_What the task requires_
Up to and including the line that contains "## How to review", reproduce every line exactly, beginning with the first line below.
*** Opening of Provided records ***
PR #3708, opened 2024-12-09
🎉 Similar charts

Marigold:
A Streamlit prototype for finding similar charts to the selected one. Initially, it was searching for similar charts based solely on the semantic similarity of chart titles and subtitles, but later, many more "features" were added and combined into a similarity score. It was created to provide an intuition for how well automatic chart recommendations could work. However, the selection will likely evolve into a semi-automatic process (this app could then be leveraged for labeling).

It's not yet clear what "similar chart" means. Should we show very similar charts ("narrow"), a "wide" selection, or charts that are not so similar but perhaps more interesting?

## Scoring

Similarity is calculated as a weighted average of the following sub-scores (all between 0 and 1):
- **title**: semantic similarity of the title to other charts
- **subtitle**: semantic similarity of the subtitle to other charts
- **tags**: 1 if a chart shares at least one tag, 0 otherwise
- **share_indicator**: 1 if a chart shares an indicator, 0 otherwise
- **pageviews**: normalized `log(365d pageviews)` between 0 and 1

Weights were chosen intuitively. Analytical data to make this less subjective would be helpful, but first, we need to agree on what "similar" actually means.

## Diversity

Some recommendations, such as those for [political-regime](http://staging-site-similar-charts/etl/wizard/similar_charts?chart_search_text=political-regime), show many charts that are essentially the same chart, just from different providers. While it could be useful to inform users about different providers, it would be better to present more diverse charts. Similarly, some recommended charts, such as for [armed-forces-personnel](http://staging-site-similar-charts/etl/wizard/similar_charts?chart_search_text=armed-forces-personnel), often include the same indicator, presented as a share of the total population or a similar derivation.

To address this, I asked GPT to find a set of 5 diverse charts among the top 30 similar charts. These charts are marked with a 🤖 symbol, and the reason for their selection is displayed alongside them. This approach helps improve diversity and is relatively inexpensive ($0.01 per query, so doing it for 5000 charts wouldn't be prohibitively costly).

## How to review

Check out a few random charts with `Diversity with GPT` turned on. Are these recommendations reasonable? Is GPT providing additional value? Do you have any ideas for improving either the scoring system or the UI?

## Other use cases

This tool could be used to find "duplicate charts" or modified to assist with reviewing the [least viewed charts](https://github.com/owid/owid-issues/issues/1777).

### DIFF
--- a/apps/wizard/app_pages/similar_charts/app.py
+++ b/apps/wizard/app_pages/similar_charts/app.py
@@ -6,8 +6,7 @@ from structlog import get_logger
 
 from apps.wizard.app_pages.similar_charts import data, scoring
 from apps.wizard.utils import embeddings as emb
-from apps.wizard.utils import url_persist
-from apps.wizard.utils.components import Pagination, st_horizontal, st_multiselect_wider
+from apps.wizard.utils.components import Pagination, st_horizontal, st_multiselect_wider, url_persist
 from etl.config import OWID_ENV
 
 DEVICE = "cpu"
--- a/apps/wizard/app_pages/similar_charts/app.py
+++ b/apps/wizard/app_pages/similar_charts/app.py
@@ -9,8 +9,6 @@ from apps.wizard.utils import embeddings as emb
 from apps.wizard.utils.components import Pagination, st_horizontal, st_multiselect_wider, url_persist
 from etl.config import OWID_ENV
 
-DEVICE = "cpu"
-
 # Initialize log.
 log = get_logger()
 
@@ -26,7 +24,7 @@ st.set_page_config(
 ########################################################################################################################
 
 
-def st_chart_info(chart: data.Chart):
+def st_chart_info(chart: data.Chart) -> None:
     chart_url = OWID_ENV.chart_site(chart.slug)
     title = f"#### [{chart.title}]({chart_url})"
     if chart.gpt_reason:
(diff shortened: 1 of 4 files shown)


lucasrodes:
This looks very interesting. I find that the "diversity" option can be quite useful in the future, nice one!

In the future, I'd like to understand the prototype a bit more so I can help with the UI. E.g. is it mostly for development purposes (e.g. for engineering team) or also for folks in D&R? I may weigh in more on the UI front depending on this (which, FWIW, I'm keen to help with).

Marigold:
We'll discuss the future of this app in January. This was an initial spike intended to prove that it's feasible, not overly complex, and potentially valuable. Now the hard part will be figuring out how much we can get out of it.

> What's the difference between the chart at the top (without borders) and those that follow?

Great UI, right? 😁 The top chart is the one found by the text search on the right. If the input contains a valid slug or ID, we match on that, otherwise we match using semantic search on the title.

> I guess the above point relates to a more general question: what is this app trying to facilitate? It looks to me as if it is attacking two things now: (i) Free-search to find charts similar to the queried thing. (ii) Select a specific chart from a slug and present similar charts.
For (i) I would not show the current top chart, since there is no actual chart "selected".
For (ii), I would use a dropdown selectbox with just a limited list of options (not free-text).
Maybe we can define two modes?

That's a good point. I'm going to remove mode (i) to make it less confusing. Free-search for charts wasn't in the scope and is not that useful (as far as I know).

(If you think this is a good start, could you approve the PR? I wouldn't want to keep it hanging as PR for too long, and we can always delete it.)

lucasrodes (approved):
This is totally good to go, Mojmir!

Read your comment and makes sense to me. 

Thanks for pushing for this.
*** Close of Provided records ***
_Finished exercise_
PR #3708, opened 2024-12-09
🎉 Similar charts

Marigold:
A Streamlit prototype for finding similar charts to the selected one. Initially, it was searching for similar charts based solely on the semantic similarity of chart titles and subtitles, but later, many more "features" were added and combined into a similarity score. It was created to provide an intuition for how well automatic chart recommendations could work. However, the selection will likely evolve into a semi-automatic process (this app could then be leveraged for labeling).

It's not yet clear what "similar chart" means. Should we show very similar charts ("narrow"), a "wide" selection, or charts that are not so similar but perhaps more interesting?

## Scoring

Similarity is calculated as a weighted average of the following sub-scores (all between 0 and 1):
- **title**: semantic similarity of the title to other charts
- **subtitle**: semantic similarity of the subtitle to other charts
- **tags**: 1 if a chart shares at least one tag, 0 otherwise
- **share_indicator**: 1 if a chart shares an indicator, 0 otherwise
- **pageviews**: normalized `log(365d pageviews)` between 0 and 1

Weights were chosen intuitively. Analytical data to make this less subjective would be helpful, but first, we need to agree on what "similar" actually means.

## Diversity

Some recommendations, such as those for [political-regime](http://staging-site-similar-charts/etl/wizard/similar_charts?chart_search_text=political-regime), show many charts that are essentially the same chart, just from different providers. While it could be useful to inform users about different providers, it would be better to present more diverse charts. Similarly, some recommended charts, such as for [armed-forces-personnel](http://staging-site-similar-charts/etl/wizard/similar_charts?chart_search_text=armed-forces-personnel), often include the same indicator, presented as a share of the total population or a similar derivation.

To address this, I asked GPT to find a set of 5 diverse charts among the top 30 similar charts. These charts are marked with a 🤖 symbol, and the reason for their selection is displayed alongside them. This approach helps improve diversity and is relatively inexpensive ($0.01 per query, so doing it for 5000 charts wouldn't be prohibitively costly).

## How to review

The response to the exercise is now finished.